About this task
A faithful copy of the whole listing is the goal. Match it exactly.

Supplied entries
PR #309, opened 2023-02-28
DM-37955: Update measureApCorrTask to use robust median outlier rejection.

erykoff:
This replaces the default source selector to use all possible (unflagged) stars, and additional checks on the fit degree after outlier rejection.

### DIFF
--- a/python/lsst/meas/algorithms/measureApCorr.py
+++ b/python/lsst/meas/algorithms/measureApCorr.py
@@ -23,7 +23,8 @@
 
 __all__ = ("MeasureApCorrConfig", "MeasureApCorrTask")
 
-import numpy
+import numpy as np
+from scipy.stats import median_abs_deviation
 
 import lsst.pex.config
 from lsst.afw.image import ApCorrMap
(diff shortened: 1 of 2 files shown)


python/lsst/meas/algorithms/measureApCorr.py
```diff
@@ -34,32 +35,39 @@
...
-                read: {name}_instFlux, {name}_instFluxErr, {name}_flag
-                added: apcorr_{name}_used
-        """
-        self.flux = schema.find(name + "_instFlux").key
-        self.err = schema.find(name + "_instFluxErr").key
-        self.flag = schema.find(name + "_flag").key
-        self.used = schema.addField("apcorr_" + name + "_used", type="Flag",
-                                    doc="set if source was used in measuring aperture correction")
+        self.fluxName = name + "_instFlux"
+        if not schema.extract(self.fluxName):
```
TallJimbo, line 56: `if self.fluxName not in schema:` is more idiomatic, and I sure hope it's not slower.

python/lsst/meas/algorithms/measureApCorr.py
```diff
@@ -164,103 +195,126 @@ def run(self, exposure, catalog):
...
-                apCorrData = apCorrData[keep]
-                indices = indices[keep]
 
-            # Final fit after clipping
-            apCorrField = ChebyshevBoundedField.fit(bbox, x, y, apCorrData, ctrl)
+            allBad = False
+            for iteration in range(self.config.numIter):
+                resid = z - fitValues
+                # We allow floating-point slop to allow for field estimation
+                # noise in a completely flat field.
```
TallJimbo, line 253: Does this avoid a divide-by-zero somewhere?  I think that means a slightly longer comment here would be useful.

tests/test_measureApCorr.py
```diff
@@ -199,6 +207,49 @@ def testApertureMeasTens(self):
...
+        self.meas_apCorr_task.config.minDegreesOfFreedom = 4
+
+        for name in self.names:
+            nameAp = name + self.apNameStr
+            sourceCat[nameAp + "_instFlux"][0] = 100.0
+
+        with self.assertRaisesRegex(RuntimeError, "only 4 sources remain"):
+            self.meas_apCorr_task.run(catalog=sourceCat, exposure=self.exposure)
+
+        # With the measurement algorithm declared as something that might fail, should not get an exception
```
TallJimbo, line 248: Something in this sentence seems awry.

TallJimbo (approved):

python/lsst/meas/algorithms/measureApCorr.py
erykoff: I don't think so, but I've rephrased the comment to be clear this shows up in tests when the residual field is completely flat and median_abs_deviation doesn't return identically zero in that case.

tests/test_measureApCorr.py
erykoff: I copied it from another test, but I have rephrased both of them to be clearer.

Reply
PR #309, opened 2023-02-28
DM-37955: Update measureApCorrTask to use robust median outlier rejection.

erykoff:
This replaces the default source selector to use all possible (unflagged) stars, and additional checks on the fit degree after outlier rejection.

### DIFF
--- a/python/lsst/meas/algorithms/measureApCorr.py
+++ b/python/lsst/meas/algorithms/measureApCorr.py
@@ -23,7 +23,8 @@
 
 __all__ = ("MeasureApCorrConfig", "MeasureApCorrTask")
 
-import numpy
+import numpy as np
+from scipy.stats import median_abs_deviation
 
 import lsst.pex.config
 from lsst.afw.image import ApCorrMap
(diff shortened: 1 of 2 files shown)


python/lsst/meas/algorithms/measureApCorr.py
```diff
@@ -34,32 +35,39 @@
...
-                read: {name}_instFlux, {name}_instFluxErr, {name}_flag
-                added: apcorr_{name}_used
-        """
-        self.flux = schema.find(name + "_instFlux").key
-        self.err = schema.find(name + "_instFluxErr").key
-        self.flag = schema.find(name + "_flag").key
-        self.used = schema.addField("apcorr_" + name + "_used", type="Flag",
-                                    doc="set if source was used in measuring aperture correction")
+        self.fluxName = name + "_instFlux"
+        if not schema.extract(self.fluxName):
```
TallJimbo, line 56: `if self.fluxName not in schema:` is more idiomatic, and I sure hope it's not slower.

python/lsst/meas/algorithms/measureApCorr.py
```diff
@@ -164,103 +195,126 @@ def run(self, exposure, catalog):
...
-                apCorrData = apCorrData[keep]
-                indices = indices[keep]
 
-            # Final fit after clipping
-            apCorrField = ChebyshevBoundedField.fit(bbox, x, y, apCorrData, ctrl)
+            allBad = False
+            for iteration in range(self.config.numIter):
+                resid = z - fitValues
+                # We allow floating-point slop to allow for field estimation
+                # noise in a completely flat field.
```
TallJimbo, line 253: Does this avoid a divide-by-zero somewhere?  I think that means a slightly longer comment here would be useful.

tests/test_measureApCorr.py
```diff
@@ -199,6 +207,49 @@ def testApertureMeasTens(self):
...
+        self.meas_apCorr_task.config.minDegreesOfFreedom = 4
+
+        for name in self.names:
+            nameAp = name + self.apNameStr
+            sourceCat[nameAp + "_instFlux"][0] = 100.0
+
+        with self.assertRaisesRegex(RuntimeError, "only 4 sources remain"):
+            self.meas_apCorr_task.run(catalog=sourceCat, exposure=self.exposure)
+
+        # With the measurement algorithm declared as something that might fail, should not get an exception
```
TallJimbo, line 248: Something in this sentence seems awry.

TallJimbo (approved):

python/lsst/meas/algorithms/measureApCorr.py
erykoff: I don't think so, but I've rephrased the comment to be clear this shows up in tests when the residual field is completely flat and median_abs_deviation doesn't return identically zero in that case.

tests/test_measureApCorr.py
erykoff: I copied it from another test, but I have rephrased both of them to be clearer.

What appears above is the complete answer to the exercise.